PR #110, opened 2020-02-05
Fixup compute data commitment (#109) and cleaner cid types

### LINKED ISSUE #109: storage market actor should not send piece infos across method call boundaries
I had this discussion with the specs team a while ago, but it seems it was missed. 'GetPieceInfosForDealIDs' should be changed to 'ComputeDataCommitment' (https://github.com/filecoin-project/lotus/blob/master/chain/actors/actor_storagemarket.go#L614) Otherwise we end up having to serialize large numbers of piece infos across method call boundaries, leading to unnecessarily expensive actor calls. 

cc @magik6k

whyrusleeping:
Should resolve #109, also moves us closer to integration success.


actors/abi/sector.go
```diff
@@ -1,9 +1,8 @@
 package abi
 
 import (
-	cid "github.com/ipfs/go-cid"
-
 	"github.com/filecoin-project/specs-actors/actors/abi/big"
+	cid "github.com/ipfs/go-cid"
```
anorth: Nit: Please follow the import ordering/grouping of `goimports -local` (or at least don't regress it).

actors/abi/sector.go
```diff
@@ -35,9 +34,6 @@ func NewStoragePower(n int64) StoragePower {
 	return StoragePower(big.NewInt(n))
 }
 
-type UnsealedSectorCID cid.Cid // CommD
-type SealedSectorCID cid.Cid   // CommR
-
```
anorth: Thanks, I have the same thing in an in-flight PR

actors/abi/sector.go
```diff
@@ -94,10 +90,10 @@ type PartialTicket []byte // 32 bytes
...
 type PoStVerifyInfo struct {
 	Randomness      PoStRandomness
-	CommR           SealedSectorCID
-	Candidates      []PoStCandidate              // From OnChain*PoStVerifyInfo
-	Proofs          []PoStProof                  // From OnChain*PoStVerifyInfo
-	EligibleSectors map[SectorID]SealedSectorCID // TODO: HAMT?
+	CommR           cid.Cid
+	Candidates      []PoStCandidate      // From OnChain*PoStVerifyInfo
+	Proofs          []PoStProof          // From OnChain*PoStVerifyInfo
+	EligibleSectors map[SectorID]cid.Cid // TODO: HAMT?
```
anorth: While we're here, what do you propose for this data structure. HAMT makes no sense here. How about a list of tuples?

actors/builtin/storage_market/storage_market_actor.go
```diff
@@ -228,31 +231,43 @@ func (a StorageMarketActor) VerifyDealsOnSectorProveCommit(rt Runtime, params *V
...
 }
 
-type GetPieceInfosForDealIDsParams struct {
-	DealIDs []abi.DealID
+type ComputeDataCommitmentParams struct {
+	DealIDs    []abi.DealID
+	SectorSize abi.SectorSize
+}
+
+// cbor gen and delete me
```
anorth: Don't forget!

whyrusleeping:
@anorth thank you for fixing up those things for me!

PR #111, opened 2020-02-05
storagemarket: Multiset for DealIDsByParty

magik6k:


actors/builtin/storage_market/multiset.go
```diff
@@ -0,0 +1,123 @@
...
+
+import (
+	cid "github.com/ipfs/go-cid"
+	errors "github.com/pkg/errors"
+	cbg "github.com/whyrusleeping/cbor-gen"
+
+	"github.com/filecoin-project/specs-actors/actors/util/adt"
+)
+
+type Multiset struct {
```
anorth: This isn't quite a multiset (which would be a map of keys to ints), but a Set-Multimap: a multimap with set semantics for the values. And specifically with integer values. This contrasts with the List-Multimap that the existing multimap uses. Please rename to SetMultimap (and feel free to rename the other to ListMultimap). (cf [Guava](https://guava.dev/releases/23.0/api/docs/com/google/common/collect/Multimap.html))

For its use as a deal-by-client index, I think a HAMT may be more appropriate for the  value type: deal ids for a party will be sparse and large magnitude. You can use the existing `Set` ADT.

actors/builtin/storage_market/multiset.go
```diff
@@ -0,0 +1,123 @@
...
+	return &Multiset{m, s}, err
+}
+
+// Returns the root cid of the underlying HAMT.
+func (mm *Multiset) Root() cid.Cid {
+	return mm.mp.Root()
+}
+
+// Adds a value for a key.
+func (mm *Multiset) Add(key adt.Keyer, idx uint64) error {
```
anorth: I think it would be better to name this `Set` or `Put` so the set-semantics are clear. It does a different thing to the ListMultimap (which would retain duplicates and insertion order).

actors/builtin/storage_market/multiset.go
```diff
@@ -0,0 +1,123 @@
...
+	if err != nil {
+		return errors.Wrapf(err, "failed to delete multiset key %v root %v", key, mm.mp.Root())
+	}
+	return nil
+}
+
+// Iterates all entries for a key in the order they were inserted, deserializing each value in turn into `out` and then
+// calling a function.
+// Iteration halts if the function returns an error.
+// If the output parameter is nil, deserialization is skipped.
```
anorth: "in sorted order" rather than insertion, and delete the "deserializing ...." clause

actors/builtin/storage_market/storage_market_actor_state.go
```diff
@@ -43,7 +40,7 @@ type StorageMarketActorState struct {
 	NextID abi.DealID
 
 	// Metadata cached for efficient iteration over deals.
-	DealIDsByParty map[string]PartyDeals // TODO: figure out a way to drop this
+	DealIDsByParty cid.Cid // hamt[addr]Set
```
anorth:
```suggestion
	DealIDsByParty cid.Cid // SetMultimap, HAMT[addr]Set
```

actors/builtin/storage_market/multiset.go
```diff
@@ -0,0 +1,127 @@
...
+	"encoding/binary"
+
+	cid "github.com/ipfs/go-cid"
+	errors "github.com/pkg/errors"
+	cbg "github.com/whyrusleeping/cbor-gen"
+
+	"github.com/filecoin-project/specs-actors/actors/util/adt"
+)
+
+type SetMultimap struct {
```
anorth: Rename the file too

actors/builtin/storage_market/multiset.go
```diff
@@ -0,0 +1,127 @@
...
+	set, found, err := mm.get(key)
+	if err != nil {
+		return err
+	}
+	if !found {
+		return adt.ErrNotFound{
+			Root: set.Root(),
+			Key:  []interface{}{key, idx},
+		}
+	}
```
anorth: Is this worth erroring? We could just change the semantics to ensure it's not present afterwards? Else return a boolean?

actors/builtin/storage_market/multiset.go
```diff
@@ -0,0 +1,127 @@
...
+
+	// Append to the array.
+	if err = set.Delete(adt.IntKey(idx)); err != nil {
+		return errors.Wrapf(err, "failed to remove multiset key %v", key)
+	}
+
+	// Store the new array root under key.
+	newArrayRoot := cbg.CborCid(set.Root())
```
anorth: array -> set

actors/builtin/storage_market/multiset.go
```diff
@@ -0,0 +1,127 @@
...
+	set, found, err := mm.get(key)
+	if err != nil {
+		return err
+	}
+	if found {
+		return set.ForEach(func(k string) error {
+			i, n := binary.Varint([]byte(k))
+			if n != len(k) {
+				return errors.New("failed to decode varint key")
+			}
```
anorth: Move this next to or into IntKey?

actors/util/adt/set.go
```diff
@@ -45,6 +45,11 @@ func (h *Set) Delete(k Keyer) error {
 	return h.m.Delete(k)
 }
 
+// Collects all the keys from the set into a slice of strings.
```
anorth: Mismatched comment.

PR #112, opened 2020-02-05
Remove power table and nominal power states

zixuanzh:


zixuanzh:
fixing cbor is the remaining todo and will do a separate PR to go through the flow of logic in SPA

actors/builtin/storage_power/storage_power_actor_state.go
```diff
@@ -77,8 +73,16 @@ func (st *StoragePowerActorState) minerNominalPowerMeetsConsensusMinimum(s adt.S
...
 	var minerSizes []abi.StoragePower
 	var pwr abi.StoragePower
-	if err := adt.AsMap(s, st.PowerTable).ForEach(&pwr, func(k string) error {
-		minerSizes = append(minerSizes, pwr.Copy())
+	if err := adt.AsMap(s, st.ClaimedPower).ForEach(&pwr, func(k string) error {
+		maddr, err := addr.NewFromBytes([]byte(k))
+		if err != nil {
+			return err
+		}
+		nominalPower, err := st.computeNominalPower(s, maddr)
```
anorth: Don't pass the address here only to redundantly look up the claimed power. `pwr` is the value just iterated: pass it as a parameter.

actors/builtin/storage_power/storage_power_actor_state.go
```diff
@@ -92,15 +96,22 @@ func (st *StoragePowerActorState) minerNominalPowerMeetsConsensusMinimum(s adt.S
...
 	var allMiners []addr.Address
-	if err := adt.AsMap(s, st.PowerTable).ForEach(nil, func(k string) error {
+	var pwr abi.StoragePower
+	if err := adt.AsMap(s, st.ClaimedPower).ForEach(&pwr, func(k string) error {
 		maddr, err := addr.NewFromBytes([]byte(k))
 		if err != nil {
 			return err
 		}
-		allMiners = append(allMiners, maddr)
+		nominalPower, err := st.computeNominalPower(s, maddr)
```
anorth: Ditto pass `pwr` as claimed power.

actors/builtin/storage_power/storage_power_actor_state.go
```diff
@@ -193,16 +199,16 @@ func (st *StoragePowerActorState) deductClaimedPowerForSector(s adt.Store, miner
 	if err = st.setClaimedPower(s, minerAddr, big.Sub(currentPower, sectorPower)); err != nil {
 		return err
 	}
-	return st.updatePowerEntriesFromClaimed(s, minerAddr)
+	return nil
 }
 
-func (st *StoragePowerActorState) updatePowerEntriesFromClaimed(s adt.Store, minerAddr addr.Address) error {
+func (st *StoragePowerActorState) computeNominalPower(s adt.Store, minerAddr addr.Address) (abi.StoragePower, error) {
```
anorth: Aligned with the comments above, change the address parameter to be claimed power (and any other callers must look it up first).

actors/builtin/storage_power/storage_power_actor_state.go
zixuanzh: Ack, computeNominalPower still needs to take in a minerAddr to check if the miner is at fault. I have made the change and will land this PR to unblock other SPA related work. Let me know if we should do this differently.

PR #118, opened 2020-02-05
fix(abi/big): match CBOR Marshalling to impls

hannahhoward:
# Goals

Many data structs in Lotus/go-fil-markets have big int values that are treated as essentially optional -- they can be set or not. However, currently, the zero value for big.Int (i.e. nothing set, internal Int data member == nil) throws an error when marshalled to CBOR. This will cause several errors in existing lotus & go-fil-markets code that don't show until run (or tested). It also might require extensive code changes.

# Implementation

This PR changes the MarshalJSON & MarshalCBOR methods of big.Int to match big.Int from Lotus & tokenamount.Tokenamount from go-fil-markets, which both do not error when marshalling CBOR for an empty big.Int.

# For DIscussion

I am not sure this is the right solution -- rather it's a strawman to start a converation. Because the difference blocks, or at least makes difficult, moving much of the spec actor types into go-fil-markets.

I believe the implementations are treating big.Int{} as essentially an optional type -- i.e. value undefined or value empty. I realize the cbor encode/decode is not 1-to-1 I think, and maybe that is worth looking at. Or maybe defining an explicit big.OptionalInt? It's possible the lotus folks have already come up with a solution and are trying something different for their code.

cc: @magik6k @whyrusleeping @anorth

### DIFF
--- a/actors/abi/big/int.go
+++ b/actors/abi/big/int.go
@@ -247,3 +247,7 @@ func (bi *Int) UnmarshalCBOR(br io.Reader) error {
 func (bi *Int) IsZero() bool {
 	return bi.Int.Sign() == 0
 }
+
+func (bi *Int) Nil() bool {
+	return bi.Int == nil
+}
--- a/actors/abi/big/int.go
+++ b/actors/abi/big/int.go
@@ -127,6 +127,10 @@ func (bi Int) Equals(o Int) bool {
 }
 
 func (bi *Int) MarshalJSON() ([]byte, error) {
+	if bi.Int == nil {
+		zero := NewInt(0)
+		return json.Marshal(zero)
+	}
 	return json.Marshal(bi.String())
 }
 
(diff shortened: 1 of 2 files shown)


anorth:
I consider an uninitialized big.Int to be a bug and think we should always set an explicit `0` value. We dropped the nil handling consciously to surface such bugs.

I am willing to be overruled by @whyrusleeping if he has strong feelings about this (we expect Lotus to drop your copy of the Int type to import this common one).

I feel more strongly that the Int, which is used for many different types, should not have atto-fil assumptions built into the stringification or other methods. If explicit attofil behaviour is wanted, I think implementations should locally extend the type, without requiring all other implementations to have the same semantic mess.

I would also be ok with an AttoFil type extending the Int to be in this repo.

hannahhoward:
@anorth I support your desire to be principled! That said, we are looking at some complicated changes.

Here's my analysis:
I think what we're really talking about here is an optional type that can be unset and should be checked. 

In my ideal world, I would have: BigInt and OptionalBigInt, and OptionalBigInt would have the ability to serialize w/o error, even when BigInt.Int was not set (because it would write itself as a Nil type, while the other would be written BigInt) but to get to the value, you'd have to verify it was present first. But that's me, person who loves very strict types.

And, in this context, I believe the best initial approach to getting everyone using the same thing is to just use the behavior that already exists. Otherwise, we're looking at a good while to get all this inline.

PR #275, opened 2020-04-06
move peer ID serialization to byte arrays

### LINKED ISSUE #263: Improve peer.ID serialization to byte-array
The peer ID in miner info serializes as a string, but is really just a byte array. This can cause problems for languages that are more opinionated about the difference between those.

********************

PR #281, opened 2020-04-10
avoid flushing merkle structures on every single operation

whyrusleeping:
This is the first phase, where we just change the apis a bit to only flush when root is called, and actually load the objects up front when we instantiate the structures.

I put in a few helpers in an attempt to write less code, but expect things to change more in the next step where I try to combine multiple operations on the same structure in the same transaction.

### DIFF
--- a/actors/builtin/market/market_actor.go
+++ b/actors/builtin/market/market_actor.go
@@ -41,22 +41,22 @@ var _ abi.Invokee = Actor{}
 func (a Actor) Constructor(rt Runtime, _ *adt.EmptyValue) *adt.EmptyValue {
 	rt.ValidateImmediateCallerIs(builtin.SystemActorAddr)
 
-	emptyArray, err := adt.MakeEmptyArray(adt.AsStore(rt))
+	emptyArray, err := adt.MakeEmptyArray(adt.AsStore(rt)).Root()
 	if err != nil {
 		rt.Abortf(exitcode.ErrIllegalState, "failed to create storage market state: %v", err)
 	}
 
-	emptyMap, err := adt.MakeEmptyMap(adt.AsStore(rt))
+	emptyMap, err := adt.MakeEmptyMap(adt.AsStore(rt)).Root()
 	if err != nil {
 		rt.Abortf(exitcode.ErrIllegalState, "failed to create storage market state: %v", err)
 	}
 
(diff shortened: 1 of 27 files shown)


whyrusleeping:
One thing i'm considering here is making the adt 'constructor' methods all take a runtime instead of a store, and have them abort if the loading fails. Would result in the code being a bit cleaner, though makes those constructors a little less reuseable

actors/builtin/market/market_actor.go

********************

▸ **PROBLEM DESCRIPTION**:
All lines above from the one with "PR #110, opened 2020-02-05" to the one with "### LINKED ISSUE #109: storage", inclusive, should be copied exactly, and no other lines.

▸ **RESPONSE**:
PR #110, opened 2020-02-05
Fixup compute data commitment (#109) and cleaner cid types

### LINKED ISSUE #109: storage market actor should not send piece infos across method call boundaries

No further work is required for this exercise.